Décrypter la numérisation dans les filières agricoles et alimentaires

Étude/Synthèse/Article
Langue(s) : Français
Thématiques : Transformation et filière, Agrobusiness

De l’agriculture de précision aux applis smartphone scannant les produits, le numérique irrigue et transforme notre système alimentaire en profondeur. La Fondation Carasso et le bureau d’études Le Basic ont publié en 2021 un état des lieux du numérique dans les filières agricoles et alimentaires en France afin de dessiner des trajectoires possibles.

Un bouleversement des métiers, voire des logiques économiques de certains maillons

Le cas le plus flagrant est celui des agriculteurs qui passent d'un processus de décision empirique à technologique grâce à la récolte de nombreuses données géolocalisées. Le marché de ces technologies numériques agricoles est estimé à 4 milliards d'euros par an dans le monde.
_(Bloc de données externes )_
PR #1520, opened 2026-05-04
ACTIN-3233: Migrate from log4j to kotlin-logging

eljo-hartwig:
This PR migrates log4j to kotlin-logging for actin, this makes it consistent with actin-clinical which already uses kotlin-logging


algo/src/main/kotlin/com/hartwig/actin/algo/soc/StandardOfCareApplication.kt
```diff
@@ -92,7 +91,7 @@ fun main(args: Array<String>) {
         val config = StandardOfCareConfig.createConfig(DefaultParser().parse(options, args))
         StandardOfCareApplication(config).run()
     } catch (exception: ParseException) {
-        StandardOfCareApplication.LOGGER.warn(exception)
+        StandardOfCareApplication.logger.warn(exception) { exception.message ?: "" }
```
nedleitch: Aren't we just going to get the message twice?

algo/src/main/kotlin/com/hartwig/actin/algo/soc/StandardOfCareConfig.kt
```diff
@@ -5,10 +5,10 @@ import com.hartwig.actin.configuration.OVERRIDE_YAML_DESCRIPTION
 import com.hartwig.actin.util.ApplicationConfig
 import org.apache.commons.cli.CommandLine
 import org.apache.commons.cli.Options
-import org.apache.logging.log4j.Level
-import org.apache.logging.log4j.LogManager
-import org.apache.logging.log4j.Logger
-import org.apache.logging.log4j.core.config.Configurator
+import ch.qos.logback.classic.Level
+import ch.qos.logback.classic.Logger
```
nedleitch: Would actually have expected to see a dependency on the SLF4J API here, not logback...

algo/src/main/kotlin/com/hartwig/actin/algo/TreatmentMatcherConfig.kt
```diff
@@ -85,13 +85,13 @@ data class TreatmentMatcherConfig(
 
         fun createConfig(cmd: CommandLine): TreatmentMatcherConfig {
             if (cmd.hasOption(LOG_DEBUG)) {
-                Configurator.setRootLevel(Level.DEBUG)
-                LOGGER.debug("Switched root level logging to DEBUG")
+                (LoggerFactory.getLogger(Logger.ROOT_LOGGER_NAME) as Logger).level = Level.DEBUG
+                logger.debug { "Switched root level logging to DEBUG" }
```
nedleitch: Wondering if we should make an (extension?) function for this to avoid duplicating it? It's a bit jarring.

common/src/main/kotlin/com/hartwig/actin/doid/serialization/DoidJson.kt
```diff
@@ -50,7 +50,7 @@ object DoidJson {
             graphsChecker.check(graph)
             val id: String = string(graph, "id")
             if (id == ID_TO_READ) {
-                LOGGER.debug(" Reading DOID entry with ID '{}'", id)
+                logger.debug { " Reading DOID entry with ID '$id'" }
```
nedleitch: Is the leading space intentional?

common/src/main/kotlin/com/hartwig/actin/util/DatamodelPrinter.kt
```diff
@@ -1,16 +1,15 @@
...
-import org.apache.logging.log4j.LogManager
-import org.apache.logging.log4j.Logger
+import io.github.oshai.kotlinlogging.KotlinLogging
 
 class DatamodelPrinter(private val indentation: Int) {
 
     fun print(line: String) {
-        LOGGER.info("{}{}", " ".repeat(indentation), line)
+        logger.info { "${" ".repeat(indentation)}$line" }
     }
```
nedleitch, line 9: Second time I've seen a similar block to this too, maybe a more-general function would be worthwhile?

nedleitch (commented):
Couple of small things here that could improve it even more but I won't hold up the merge for them.

algo/src/main/kotlin/com/hartwig/actin/algo/soc/StandardOfCareConfig.kt
nedleitch: Oh hang on, I'm remembering something about this, I think maybe the API doesn't allow setting, only the implementation does? Carry on if so...

algo/src/main/kotlin/com/hartwig/actin/algo/soc/StandardOfCareApplication.kt
eljo-hartwig: Yes most likely, I have removed these occurrences

algo/src/main/kotlin/com/hartwig/actin/algo/soc/StandardOfCareConfig.kt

En France, leur adoption n'en est encore qu'à ses débuts.  

A l'aval, une nouvelle forme de distribution alimentaire se développe, hybridant les atouts du digital et l'offre physique de produits alimentaires ("phygital").

La numérisation comme catalyseur des modèles alternatifs...
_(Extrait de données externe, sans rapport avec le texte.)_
PR #1521, opened 2026-05-05
ACTIN-2204: Warn on subclonal matches in GeneHasVariantInExonRangeOfType

ayaahmedhmf:
## Summary                                                                                                                                                                  
- Add `CANONICAL_REPORTABLE_SUBCLONAL` classification to `GeneHasVariantInExonRangeOfType`, mirroring `GeneHasVariantInCodon`                                                                                                        
- Subclonal matches (clonalLikelihood < 0.5) now emit WARN instead of  silently passing
- PASS branches (high-driver variant and high-driver exon skip) are guarded: they downgrade to WARN when a subclonal match coexists  

### Testing: 
Created a mocked patient with these cases: 
```                                                                                                                                                                                
- subclonal-only canonical match                                                                                                                                            
                                                                                                                                                                                 
- clonal HIGH driver coexisting with subclonal match                                                                                                                        
                                                                                                                                                                                
- exon skip fusion coexisting with subclonal canonical variant
                                                                                                                                
-  exon skip fusion coexisting with both subclonal and non-canonical              
```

Les outils numériques permettent des communautés d'échanges entre agriculteurs, en particulier ceux engagés dans une démarche de transition, et dynamisent les initiatives visant à mettre en relation directe agriculteurs et consommateurs. 

D'autre part, les consommateurs peuvent accéder à de plus en plus d'informations sur leurs actes d'achat. 25 % des Français utiliseraient au moins une application sur smartphone pour faire leurs courses, un changement de fond qui met sous pression les marques et distributeurs alimentaires. 

... tout en renforçant les acteurs les plus influents ?

L'adoption des outils numériques est très inégale en agriculture, mais elle est coûteuse et cumulative (plus un agriculteur est doté d'outils numériques, plus il a tendance à en acquérir de nouveaux). Elle accélère ainsi la tendance de long terme d'agrandissement des fermes. 

De plus, sous couvert de transparence, la numérisation vient renforcer le pilotage par l'aval des filières alimentaires.

Enfin, la connaissance plus fine des comportements de consommation obtenue grâce au numérique permet un marketing plus ciblé qui rend les consommateurs plus captifs. 

En tout état de cause, une polarisation des acteurs

Au niveau agricole, la numérisation accroît le fossé entre les exploitations tournées vers l'agriculture de firme et celles qui minimisent leurs structures de coûts et privilégient le lien avec leur environnement. La mise en réseau des agriculteurs via des plateformes numériques, si elle permet de connecter des individus parfois isolés, contribuent également à les enfermer avec des pairs partageant la même vision, accroissant de fait les incompréhensions. 

Au niveau de l'industrie et de la distribution, la numérisation contribue aussi à la polarisation :

  • entre les grandes entreprises mondialisées qui peuvent avoir des partenariats de grande envergure avec les sociétés de la "Big Tech" ;
  • les artisans et indépendants qui ont peu de temps et moyens disponibles mais qui sont de grands utilisateurs de solutions numériques standardisés.

Entre les deux, les acteurs de taille moyenne perdent du terrain. 

L'ampleur des bénéfices environnementaux ne fait pas consensus

Le numérique accroît les débouchés pour les produits respectueux de l'environnement et du bien-être animal. En revanche, les impacts environnementaux des circuits courts sont difficiles à évaluer du fait de leur fragmentation. 

Les avancées du numérique sont certes porteuses de promesses de réduction des impacts environnementaux des filières agricoles et alimentaires mais le marché oriente ces avancées vers les acteurs les plus influents, renforçant la captation de la valeur par certains acteurs. Or, pour assurer la durabilité et la résilience du système alimentaire actuel, il s'agirait au contraire de rendre possible des changements de modèle de production et de permettre leur diversité. Il apparaît primordial d'avoir un encadrement public pour orienter les avancées du numérique dans les directions les plus vertueuses.